===== DATASET CONTENT =====
PR #699, opened 2019-09-16
Add white as background color to gridCol and gridRow

lfbergee:
In some cases in KFP-applications we have a background color on the body or a wrapper div, and use the grid to contain the content. As it's now we have to color the content inside the grid and add margin to that to get the desired look, if we want a white background on the content. This is not a problem when adding a blue background to the grid, then we can use the color and margin from the grid.

With this change we can explisitly set white as background color, that will be over the body color and we can use the grid properly in the case of white grid over colored background.

### DIFF
--- a/packages/ffe-grid-react/src/GridCol.js
+++ b/packages/ffe-grid-react/src/GridCol.js
@@ -151,6 +151,7 @@ GridCol.propTypes = {
         'orange-salmon',
         'red',
         'blue-sky',
+        'white',
     ]),
     /** Any extra classes are attached to the root node, in addition to ffe-grid__col classes */
     className: string,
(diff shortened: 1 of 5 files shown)


ivarni (approved):
👍

ivarni:
Thanks! We do need this PR to be against the `develop` branch though. Then the bot that handles releases will later merge it to `master`. I don't think it's currently possible to manually merge anything to the `master` branch.

antidecaf (changes requested):
Thanks for the PR!

Like @ivarni says it needs to go towards `develop`, other than that it looks good. :)

lfbergee:
Thx, changed base to `develop`

antidecaf (approved):

lfbergee:
Any idea when this will go into prod?

antidecaf:
The next scheduled publish is at 16.00.

ivarni:
There's an automatic script that does the publishing, it should run daily so hopefully there'll be a release out by tomorrow.

PR #712, opened 2019-10-02
New icon for caravan added to ffe-icons

maylindamartinsen:
DIG-55545


packages/ffe-icons/icons/campingvogn-ikon.svg
```diff
@@ -0,0 +1,9 @@
+<?xml version="1.0" encoding="UTF-8"?>
+<svg width="200px" height="200px" viewBox="0 0 119 82" version="1.1" xmlns="http://www.w3.org/2000/svg">
```
ivarni: Could you remove the `width` and `height` properties? They cause a bit of a struggle when trying to size the image with CSS. We also don't need `version` and `xmlns` properties (though I don't know if they cause issues) and I suspect the corresponding react-package won't like the `<?xml>` element :)

maylindamartinsen: crap removed!

ivarni (approved):

PR #717, opened 2019-10-09
feat(ffe-datepicker): Add full width style for datepicker and dateinput

torkjels:
Styling som gjør det mulig å ha `Datepicker` i fullbredde-modus.

image

### DIFF
--- a/packages/ffe-datepicker/less/dateinput.less
+++ b/packages/ffe-datepicker/less/dateinput.less
@@ -2,6 +2,10 @@
     position: relative;
     display: inline-block;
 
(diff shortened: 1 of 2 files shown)


ivarni:
I'm thinking this should just be the default.

A long time ago we agreed that the components should take all available space to make page layout easier, so if they don't that should be considered a bug. 

But maye releasing this as a new feature first and then doing a breaking change to make it the default behaviour would cause less friction?

ivarni (approved):

antidecaf (approved):

PR #725, opened 2019-10-14
Develop center headings

pethel:
Centering of headings

### DIFF
--- a/packages/ffe-core-react/src/typography/Heading.js
+++ b/packages/ffe-core-react/src/typography/Heading.js
@@ -13,6 +13,7 @@ const makeHeading = level => {
             noMargin,
             withBorder,
             lookLike,
+            textCenter,
             ...rest
         } = props;
 
@@ -28,6 +29,7 @@ const makeHeading = level => {
                     { [`${headingClass}--inline`]: inline },
                     { [`${headingClass}--no-margin`]: noMargin },
                     { [`${headingClass}--with-border`]: withBorder },
+                    { [`${headingClass}--text-center`]: textCenter },
                     className,
                 )}
             >
@@ -44,6 +46,7 @@ const makeHeading = level => {
         lookLike: oneOf([1, 2, 3, 4, 5, 6]),
         noMargin: bool,
         withBorder: bool,
+        textCenter: bool,
     };
 
     return Heading;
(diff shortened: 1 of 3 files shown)


antidecaf (approved):

packages/ffe-core-react/src/typography/Heading.js
```diff
@@ -28,6 +29,7 @@ const makeHeading = level => {
                     { [`${headingClass}--inline`]: inline },
                     { [`${headingClass}--no-margin`]: noMargin },
                     { [`${headingClass}--with-border`]: withBorder },
+                    { [`${headingClass}--text-center`]: textCenter },
```
ivarni, line 32: Can we please rename this to `centerText` like for [the grid](https://github.com/SpareBank1/designsystem/blob/develop/packages/ffe-grid-react/src/GridCol.js#L41) (or rename the grid modifier to `textCenter`, I don't really care as long as it's consistent).

packages/ffe-core-react/src/typography/Heading.js
```diff
@@ -44,6 +46,7 @@ const makeHeading = level => {
         lookLike: oneOf([1, 2, 3, 4, 5, 6]),
         noMargin: bool,
         withBorder: bool,
+        textCenter: bool,
```
hdaljord, line 49: Can you please add this one to index.d.ts as well?

packages/ffe-core-react/src/typography/Heading.js
pethel: I am now consistent with Paragraph that also uses "textCenter". I though that would make more sense because they are both text element?

packages/ffe-core-react/src/typography/Heading.js
pethel: Is it maybe a way to automate this? I think maintaining 2 set of "prop-types" is a bit unfortunate.

hdaljord: Maybe, but I don't have time to look into this now.

packages/ffe-core-react/src/typography/Heading.js
ivarni: If we're already inconsistent across modules I guess it doesn't really matter. Hopefully at some point we'll have a dedicated team that can also work to keep the various APIs predictable :)

packages/ffe-core-react/src/typography/Heading.js
pethel: https://github.com/SpareBank1/designsystem/pull/729

PR #728, opened 2019-10-15
fix(ffe-grid): Remove screen type from media queries, see #719

torkjels:
Removing the `screen` part of the media queries in `ffe-grid` as discussed in https://github.com/SpareBank1/designsystem/issues/719.

### DIFF
--- a/packages/ffe-grid/less/ffe-grid.less
+++ b/packages/ffe-grid/less/ffe-grid.less
@@ -151,7 +151,7 @@
         padding-top: 0;
     }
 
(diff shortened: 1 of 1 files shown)


ivarni:
If you could put that first comment into the commit message instead of "Fix grid print styles" that would be great, because that's what's going to end up in the changelog.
=====
PROBLEM STATEMENT :: Copy every record precisely, omitting nothing.

ANSWER TO THE PROBLEM ::
PR #699, opened 2019-09-16
Add white as background color to gridCol and gridRow

lfbergee:
In some cases in KFP-applications we have a background color on the body or a wrapper div, and use the grid to contain the content. As it's now we have to color the content inside the grid and add margin to that to get the desired look, if we want a white background on the content. This is not a problem when adding a blue background to the grid, then we can use the color and margin from the grid.

With this change we can explisitly set white as background color, that will be over the body color and we can use the grid properly in the case of white grid over colored background.

### DIFF
--- a/packages/ffe-grid-react/src/GridCol.js
+++ b/packages/ffe-grid-react/src/GridCol.js
@@ -151,6 +151,7 @@ GridCol.propTypes = {
         'orange-salmon',
         'red',
         'blue-sky',
+        'white',
     ]),
     /** Any extra classes are attached to the root node, in addition to ffe-grid__col classes */
     className: string,
(diff shortened: 1 of 5 files shown)


ivarni (approved):
👍

ivarni:
Thanks! We do need this PR to be against the `develop` branch though. Then the bot that handles releases will later merge it to `master`. I don't think it's currently possible to manually merge anything to the `master` branch.

antidecaf (changes requested):
Thanks for the PR!

Like @ivarni says it needs to go towards `develop`, other than that it looks good. :)

lfbergee:
Thx, changed base to `develop`

antidecaf (approved):

lfbergee:
Any idea when this will go into prod?

antidecaf:
The next scheduled publish is at 16.00.

ivarni:
There's an automatic script that does the publishing, it should run daily so hopefully there'll be a release out by tomorrow.

PR #712, opened 2019-10-02
New icon for caravan added to ffe-icons

maylindamartinsen:
DIG-55545


packages/ffe-icons/icons/campingvogn-ikon.svg
```diff
@@ -0,0 +1,9 @@
+<?xml version="1.0" encoding="UTF-8"?>
+<svg width="200px" height="200px" viewBox="0 0 119 82" version="1.1" xmlns="http://www.w3.org/2000/svg">
```
ivarni: Could you remove the `width` and `height` properties? They cause a bit of a struggle when trying to size the image with CSS. We also don't need `version` and `xmlns` properties (though I don't know if they cause issues) and I suspect the corresponding react-package won't like the `<?xml>` element :)

maylindamartinsen: crap removed!

ivarni (approved):

PR #717, opened 2019-10-09
feat(ffe-datepicker): Add full width style for datepicker and dateinput

torkjels:
Styling som gjør det mulig å ha `Datepicker` i fullbredde-modus.

image

### DIFF
--- a/packages/ffe-datepicker/less/dateinput.less
+++ b/packages/ffe-datepicker/less/dateinput.less
@@ -2,6 +2,10 @@
     position: relative;
     display: inline-block;
 
(diff shortened: 1 of 2 files shown)


ivarni:
I'm thinking this should just be the default.

A long time ago we agreed that the components should take all available space to make page layout easier, so if they don't that should be considered a bug. 

But maye releasing this as a new feature first and then doing a breaking change to make it the default behaviour would cause less friction?

ivarni (approved):

antidecaf (approved):

PR #725, opened 2019-10-14
Develop center headings

pethel:
Centering of headings

### DIFF
--- a/packages/ffe-core-react/src/typography/Heading.js
+++ b/packages/ffe-core-react/src/typography/Heading.js
@@ -13,6 +13,7 @@ const makeHeading = level => {
             noMargin,
             withBorder,
             lookLike,
+            textCenter,
             ...rest
         } = props;
 
@@ -28,6 +29,7 @@ const makeHeading = level => {
                     { [`${headingClass}--inline`]: inline },
                     { [`${headingClass}--no-margin`]: noMargin },
                     { [`${headingClass}--with-border`]: withBorder },
+                    { [`${headingClass}--text-center`]: textCenter },
                     className,
                 )}
             >
@@ -44,6 +46,7 @@ const makeHeading = level => {
         lookLike: oneOf([1, 2, 3, 4, 5, 6]),
         noMargin: bool,
         withBorder: bool,
+        textCenter: bool,
     };
 
     return Heading;
(diff shortened: 1 of 3 files shown)


antidecaf (approved):

packages/ffe-core-react/src/typography/Heading.js
```diff
@@ -28,6 +29,7 @@ const makeHeading = level => {
                     { [`${headingClass}--inline`]: inline },
                     { [`${headingClass}--no-margin`]: noMargin },
                     { [`${headingClass}--with-border`]: withBorder },
+                    { [`${headingClass}--text-center`]: textCenter },
```
ivarni, line 32: Can we please rename this to `centerText` like for [the grid](https://github.com/SpareBank1/designsystem/blob/develop/packages/ffe-grid-react/src/GridCol.js#L41) (or rename the grid modifier to `textCenter`, I don't really care as long as it's consistent).

packages/ffe-core-react/src/typography/Heading.js
```diff
@@ -44,6 +46,7 @@ const makeHeading = level => {
         lookLike: oneOf([1, 2, 3, 4, 5, 6]),
         noMargin: bool,
         withBorder: bool,
+        textCenter: bool,
```
hdaljord, line 49: Can you please add this one to index.d.ts as well?

packages/ffe-core-react/src/typography/Heading.js
pethel: I am now consistent with Paragraph that also uses "textCenter". I though that would make more sense because they are both text element?

packages/ffe-core-react/src/typography/Heading.js
pethel: Is it maybe a way to automate this? I think maintaining 2 set of "prop-types" is a bit unfortunate.

hdaljord: Maybe, but I don't have time to look into this now.

packages/ffe-core-react/src/typography/Heading.js
ivarni: If we're already inconsistent across modules I guess it doesn't really matter. Hopefully at some point we'll have a dedicated team that can also work to keep the various APIs predictable :)

packages/ffe-core-react/src/typography/Heading.js
pethel: https://github.com/SpareBank1/designsystem/pull/729

PR #728, opened 2019-10-15
fix(ffe-grid): Remove screen type from media queries, see #719

torkjels:
Removing the `screen` part of the media queries in `ffe-grid` as discussed in https://github.com/SpareBank1/designsystem/issues/719.

### DIFF
--- a/packages/ffe-grid/less/ffe-grid.less
+++ b/packages/ffe-grid/less/ffe-grid.less
@@ -151,7 +151,7 @@
         padding-top: 0;
     }
 
(diff shortened: 1 of 1 files shown)


ivarni:
If you could put that first comment into the commit message instead of "Fix grid print styles" that would be great, because that's what's going to end up in the changelog.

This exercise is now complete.